* THE PROBLEM: Find every line in the material below with the string "that" and state how many there are, with no other text.

——

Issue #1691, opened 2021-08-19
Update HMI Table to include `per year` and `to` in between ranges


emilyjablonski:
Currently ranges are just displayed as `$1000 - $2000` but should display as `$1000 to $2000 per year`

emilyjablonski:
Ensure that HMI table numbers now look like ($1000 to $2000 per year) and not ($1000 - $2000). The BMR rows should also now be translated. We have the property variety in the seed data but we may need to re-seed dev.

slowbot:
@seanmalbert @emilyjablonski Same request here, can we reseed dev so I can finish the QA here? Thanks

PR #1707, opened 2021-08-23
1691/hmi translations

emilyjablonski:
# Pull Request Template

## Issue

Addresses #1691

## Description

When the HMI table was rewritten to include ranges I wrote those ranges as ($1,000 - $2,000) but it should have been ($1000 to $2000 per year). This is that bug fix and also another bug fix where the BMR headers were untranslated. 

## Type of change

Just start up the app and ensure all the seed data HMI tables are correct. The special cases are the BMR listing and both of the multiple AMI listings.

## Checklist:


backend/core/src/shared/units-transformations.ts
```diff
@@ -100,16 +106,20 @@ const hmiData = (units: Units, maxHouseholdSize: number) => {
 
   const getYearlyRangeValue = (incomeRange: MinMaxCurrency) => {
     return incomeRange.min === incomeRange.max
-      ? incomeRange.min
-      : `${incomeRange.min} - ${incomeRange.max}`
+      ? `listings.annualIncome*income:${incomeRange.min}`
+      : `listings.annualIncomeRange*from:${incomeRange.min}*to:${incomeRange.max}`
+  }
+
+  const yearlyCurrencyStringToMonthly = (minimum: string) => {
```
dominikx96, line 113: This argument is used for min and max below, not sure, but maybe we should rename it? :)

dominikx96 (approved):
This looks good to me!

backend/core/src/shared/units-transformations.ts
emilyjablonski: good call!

——

* THE COMPLETED TASK: 2